--- Exercise requirements ---
Find every line below where the string "with" shows up, and copy those lines.

Data excerpts:
★ ★ ★ ★ ★ ★ ★
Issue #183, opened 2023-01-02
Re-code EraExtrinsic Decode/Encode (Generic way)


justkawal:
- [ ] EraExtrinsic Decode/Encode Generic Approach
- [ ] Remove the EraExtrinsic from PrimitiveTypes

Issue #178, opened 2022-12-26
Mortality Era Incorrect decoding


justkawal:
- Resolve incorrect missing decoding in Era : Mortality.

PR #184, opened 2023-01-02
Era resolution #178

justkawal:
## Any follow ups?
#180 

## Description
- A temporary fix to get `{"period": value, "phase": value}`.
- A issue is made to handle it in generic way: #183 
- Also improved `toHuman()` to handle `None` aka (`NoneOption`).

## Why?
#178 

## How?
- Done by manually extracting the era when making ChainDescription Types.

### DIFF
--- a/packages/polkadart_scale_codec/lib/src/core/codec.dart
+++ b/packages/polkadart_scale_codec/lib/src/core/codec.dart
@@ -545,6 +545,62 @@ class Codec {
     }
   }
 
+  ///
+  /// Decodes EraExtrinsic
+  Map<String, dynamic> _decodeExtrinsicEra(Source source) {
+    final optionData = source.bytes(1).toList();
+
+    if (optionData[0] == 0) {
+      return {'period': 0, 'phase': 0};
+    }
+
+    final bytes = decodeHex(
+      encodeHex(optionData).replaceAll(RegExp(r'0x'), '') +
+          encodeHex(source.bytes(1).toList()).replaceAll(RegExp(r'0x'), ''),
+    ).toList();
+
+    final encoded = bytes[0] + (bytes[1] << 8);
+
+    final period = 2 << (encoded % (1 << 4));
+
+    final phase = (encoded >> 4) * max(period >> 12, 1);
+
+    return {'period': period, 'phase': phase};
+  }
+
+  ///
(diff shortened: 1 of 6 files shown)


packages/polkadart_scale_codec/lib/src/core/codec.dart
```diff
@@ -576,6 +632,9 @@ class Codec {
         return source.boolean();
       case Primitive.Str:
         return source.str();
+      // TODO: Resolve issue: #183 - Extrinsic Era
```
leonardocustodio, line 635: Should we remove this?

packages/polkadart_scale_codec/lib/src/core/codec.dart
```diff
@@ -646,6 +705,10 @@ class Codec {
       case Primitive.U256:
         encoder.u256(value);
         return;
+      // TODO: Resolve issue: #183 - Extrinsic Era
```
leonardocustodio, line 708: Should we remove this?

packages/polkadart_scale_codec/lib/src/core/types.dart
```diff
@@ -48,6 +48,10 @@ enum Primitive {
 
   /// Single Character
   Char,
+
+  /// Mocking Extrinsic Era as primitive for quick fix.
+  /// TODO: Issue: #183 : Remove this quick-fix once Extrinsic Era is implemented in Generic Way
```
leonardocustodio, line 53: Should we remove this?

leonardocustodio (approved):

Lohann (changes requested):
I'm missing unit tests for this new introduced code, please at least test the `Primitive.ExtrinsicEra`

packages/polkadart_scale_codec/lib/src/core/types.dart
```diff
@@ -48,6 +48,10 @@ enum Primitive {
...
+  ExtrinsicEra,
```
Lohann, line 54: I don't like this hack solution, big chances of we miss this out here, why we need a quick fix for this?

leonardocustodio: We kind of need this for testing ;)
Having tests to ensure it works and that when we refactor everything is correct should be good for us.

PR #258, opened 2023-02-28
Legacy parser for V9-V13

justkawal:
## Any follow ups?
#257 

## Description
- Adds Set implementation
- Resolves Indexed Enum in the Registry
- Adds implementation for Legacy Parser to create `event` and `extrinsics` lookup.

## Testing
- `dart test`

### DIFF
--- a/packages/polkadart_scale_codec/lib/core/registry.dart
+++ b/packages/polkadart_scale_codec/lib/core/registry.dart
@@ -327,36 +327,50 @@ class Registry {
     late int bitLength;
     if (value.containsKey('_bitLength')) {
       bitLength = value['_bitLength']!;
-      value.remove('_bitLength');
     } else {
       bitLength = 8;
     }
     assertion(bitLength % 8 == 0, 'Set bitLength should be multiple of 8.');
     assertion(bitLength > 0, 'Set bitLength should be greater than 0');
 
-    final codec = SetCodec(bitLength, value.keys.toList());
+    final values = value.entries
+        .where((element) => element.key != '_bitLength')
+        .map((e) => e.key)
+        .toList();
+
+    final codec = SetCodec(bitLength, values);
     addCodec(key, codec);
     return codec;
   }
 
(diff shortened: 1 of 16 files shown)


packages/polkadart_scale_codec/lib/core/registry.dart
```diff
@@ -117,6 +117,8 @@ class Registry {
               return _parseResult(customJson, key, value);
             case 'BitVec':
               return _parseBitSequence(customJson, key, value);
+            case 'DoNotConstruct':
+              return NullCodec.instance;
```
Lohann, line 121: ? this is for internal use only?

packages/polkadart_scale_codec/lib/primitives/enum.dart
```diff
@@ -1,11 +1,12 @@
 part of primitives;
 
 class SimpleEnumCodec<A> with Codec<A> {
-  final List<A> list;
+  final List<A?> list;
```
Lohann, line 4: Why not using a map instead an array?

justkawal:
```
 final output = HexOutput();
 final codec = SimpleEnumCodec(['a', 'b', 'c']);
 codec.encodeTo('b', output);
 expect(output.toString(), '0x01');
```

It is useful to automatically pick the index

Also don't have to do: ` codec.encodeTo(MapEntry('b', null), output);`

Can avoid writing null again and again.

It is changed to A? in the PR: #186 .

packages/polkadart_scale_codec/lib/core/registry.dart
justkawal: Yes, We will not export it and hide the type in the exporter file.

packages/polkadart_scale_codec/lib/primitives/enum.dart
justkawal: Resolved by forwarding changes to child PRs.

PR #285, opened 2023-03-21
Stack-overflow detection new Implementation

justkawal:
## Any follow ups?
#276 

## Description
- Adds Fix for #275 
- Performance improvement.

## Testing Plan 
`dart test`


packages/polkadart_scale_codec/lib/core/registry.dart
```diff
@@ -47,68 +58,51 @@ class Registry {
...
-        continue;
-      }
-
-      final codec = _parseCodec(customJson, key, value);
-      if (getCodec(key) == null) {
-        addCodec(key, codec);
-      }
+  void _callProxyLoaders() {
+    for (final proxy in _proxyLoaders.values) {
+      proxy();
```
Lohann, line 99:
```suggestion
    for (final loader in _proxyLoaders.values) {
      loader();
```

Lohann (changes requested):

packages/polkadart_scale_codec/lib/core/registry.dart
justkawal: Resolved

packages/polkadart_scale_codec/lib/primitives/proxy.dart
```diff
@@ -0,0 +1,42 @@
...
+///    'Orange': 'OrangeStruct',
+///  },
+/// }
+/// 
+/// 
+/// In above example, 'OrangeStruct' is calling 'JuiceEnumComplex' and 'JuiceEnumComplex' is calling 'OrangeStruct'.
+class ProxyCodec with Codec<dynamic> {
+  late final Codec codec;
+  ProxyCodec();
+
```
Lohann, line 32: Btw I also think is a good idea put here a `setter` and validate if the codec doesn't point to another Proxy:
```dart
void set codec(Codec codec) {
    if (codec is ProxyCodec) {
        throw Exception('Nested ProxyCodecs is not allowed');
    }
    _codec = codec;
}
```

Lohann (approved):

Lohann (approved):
★ ★ ★ ★ ★ ★ ★
--- Response ---
 class SimpleEnumCodec<A> with Codec<A> {
+class ProxyCodec with Codec<dynamic> {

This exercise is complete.